Listed entries START

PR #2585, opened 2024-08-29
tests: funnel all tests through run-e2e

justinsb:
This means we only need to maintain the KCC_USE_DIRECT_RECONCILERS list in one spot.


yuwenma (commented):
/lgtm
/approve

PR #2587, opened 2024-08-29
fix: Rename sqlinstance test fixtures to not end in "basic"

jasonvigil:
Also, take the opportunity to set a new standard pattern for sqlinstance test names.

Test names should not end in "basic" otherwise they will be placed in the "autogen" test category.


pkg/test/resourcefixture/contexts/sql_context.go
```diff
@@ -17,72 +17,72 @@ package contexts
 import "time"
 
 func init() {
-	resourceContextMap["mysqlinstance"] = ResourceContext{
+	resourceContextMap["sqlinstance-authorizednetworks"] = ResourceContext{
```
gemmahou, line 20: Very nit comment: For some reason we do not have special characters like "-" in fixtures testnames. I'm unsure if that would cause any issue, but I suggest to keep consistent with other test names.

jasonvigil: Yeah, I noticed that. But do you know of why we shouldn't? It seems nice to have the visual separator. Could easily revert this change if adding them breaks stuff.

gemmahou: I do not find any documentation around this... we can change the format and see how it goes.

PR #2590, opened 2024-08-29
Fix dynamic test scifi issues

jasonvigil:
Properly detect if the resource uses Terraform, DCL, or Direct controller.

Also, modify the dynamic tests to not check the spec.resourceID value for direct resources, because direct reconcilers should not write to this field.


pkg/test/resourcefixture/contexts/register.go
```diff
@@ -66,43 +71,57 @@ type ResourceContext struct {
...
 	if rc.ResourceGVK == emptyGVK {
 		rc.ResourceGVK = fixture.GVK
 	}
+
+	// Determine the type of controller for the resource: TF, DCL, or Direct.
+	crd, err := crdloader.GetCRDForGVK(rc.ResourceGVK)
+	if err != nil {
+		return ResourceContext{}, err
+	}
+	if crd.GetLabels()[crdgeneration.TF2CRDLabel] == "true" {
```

Listed entries END
Listed entries START

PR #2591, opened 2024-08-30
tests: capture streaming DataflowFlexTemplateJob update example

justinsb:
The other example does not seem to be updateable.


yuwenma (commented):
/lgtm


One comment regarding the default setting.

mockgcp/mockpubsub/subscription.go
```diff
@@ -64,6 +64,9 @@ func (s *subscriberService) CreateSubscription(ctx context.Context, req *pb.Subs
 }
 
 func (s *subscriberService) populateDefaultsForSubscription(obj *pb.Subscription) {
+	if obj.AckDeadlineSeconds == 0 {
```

Listed entries END
Listed entries START

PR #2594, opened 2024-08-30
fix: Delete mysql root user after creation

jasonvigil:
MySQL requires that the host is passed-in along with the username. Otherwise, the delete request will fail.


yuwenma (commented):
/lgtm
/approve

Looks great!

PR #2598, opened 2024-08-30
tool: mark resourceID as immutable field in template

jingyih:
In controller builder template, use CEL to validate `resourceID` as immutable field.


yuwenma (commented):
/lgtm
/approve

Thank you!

Listed entries END

Instructions for the task
Across all the material above, work out how many lines hold the word "dynamic", and answer with that number only.

Problem solution
2